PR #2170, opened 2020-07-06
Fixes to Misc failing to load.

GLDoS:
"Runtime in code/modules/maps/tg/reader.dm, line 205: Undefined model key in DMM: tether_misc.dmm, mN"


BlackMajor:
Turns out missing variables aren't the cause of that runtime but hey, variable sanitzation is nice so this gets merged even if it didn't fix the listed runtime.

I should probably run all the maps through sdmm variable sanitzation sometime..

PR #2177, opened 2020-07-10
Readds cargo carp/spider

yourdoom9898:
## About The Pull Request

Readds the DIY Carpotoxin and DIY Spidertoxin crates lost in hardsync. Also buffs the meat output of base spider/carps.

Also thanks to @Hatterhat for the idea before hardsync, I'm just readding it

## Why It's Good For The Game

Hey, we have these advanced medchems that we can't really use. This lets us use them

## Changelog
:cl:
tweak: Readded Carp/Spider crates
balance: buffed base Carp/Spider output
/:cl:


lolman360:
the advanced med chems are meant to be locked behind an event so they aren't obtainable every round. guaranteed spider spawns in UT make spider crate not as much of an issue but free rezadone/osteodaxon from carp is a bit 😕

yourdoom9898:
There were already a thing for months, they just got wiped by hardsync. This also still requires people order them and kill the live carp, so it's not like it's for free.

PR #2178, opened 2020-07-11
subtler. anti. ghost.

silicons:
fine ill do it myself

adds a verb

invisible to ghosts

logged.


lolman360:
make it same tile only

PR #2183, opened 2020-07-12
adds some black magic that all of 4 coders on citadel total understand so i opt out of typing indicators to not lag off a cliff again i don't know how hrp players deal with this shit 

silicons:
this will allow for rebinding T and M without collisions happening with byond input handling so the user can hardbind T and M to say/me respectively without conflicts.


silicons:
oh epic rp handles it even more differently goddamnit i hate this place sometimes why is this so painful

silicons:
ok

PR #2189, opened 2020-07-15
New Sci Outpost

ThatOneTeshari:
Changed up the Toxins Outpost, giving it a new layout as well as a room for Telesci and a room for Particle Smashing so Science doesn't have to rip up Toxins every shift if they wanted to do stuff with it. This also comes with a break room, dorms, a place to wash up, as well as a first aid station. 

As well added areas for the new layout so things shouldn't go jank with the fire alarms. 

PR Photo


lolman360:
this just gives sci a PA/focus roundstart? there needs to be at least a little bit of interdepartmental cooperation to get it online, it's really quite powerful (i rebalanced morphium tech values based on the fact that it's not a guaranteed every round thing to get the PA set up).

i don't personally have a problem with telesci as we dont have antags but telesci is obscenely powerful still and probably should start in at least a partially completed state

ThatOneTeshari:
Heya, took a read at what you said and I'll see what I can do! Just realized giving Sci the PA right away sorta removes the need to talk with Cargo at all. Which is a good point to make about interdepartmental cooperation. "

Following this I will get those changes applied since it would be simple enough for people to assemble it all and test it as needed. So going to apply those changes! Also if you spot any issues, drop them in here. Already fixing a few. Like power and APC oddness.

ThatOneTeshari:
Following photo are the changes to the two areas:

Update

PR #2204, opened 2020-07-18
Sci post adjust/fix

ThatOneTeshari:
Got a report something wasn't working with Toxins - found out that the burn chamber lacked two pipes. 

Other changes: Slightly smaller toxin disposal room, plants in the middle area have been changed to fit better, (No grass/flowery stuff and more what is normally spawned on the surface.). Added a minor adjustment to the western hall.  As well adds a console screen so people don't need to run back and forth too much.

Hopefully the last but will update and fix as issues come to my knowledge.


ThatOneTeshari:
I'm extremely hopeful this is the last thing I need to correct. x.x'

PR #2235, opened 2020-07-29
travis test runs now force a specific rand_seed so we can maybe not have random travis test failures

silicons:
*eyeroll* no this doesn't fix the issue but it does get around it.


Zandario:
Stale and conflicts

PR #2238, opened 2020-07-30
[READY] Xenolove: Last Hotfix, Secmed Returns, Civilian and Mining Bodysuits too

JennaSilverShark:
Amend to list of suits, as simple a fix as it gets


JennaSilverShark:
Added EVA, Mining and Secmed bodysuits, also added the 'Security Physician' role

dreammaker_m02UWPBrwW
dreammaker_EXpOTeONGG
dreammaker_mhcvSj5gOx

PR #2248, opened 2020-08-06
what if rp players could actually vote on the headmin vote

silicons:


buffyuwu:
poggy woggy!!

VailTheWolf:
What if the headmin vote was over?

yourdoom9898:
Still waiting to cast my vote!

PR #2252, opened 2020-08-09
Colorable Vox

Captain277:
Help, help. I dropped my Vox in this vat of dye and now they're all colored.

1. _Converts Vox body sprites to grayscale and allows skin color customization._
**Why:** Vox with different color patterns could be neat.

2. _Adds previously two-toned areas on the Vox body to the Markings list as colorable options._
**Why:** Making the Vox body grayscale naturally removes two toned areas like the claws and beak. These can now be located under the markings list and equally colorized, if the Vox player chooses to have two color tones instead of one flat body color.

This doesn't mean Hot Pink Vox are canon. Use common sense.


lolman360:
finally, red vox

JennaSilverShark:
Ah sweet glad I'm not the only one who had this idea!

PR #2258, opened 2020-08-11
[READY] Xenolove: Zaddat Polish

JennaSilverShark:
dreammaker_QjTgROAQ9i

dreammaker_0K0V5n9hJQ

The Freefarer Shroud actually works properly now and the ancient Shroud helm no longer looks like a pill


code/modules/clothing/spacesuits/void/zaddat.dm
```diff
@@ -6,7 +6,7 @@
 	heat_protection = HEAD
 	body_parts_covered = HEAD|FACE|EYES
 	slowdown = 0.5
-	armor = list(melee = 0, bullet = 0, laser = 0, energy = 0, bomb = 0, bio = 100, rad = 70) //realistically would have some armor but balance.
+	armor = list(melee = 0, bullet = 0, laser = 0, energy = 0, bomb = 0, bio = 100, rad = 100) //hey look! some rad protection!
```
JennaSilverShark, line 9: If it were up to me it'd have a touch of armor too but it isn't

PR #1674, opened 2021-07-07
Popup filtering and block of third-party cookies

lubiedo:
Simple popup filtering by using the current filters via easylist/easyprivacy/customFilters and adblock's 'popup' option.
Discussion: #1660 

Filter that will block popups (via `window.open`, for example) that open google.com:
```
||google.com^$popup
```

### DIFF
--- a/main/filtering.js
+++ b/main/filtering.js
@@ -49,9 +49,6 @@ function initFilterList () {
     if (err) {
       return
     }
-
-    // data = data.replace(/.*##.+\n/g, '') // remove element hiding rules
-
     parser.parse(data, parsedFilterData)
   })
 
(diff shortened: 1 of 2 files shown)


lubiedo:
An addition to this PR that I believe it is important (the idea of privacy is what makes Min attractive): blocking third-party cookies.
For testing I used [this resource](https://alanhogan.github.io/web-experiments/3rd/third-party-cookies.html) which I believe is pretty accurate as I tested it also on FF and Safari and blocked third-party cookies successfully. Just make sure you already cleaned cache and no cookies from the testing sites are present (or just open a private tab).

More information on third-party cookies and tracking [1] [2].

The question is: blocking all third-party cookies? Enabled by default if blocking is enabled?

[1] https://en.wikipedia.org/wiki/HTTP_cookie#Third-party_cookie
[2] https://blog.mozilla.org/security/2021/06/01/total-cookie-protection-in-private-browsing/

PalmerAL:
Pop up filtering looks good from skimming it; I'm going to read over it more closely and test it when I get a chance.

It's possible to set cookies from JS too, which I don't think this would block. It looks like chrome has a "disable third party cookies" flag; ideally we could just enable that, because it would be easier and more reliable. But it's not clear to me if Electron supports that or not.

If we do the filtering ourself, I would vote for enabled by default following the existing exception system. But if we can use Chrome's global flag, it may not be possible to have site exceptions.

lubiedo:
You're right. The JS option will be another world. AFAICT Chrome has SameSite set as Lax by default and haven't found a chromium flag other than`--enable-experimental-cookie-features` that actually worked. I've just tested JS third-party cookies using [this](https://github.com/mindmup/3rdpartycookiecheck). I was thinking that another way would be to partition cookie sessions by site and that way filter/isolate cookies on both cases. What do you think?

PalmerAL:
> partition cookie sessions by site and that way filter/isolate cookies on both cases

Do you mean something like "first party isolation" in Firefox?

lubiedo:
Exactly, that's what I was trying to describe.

○ ○ ○ ○

*WORK TO BE COMPLETED*.
All that is needed is how many lines of the data contain "Toxins", stated as a number.

*TASK SOLUTION*.
2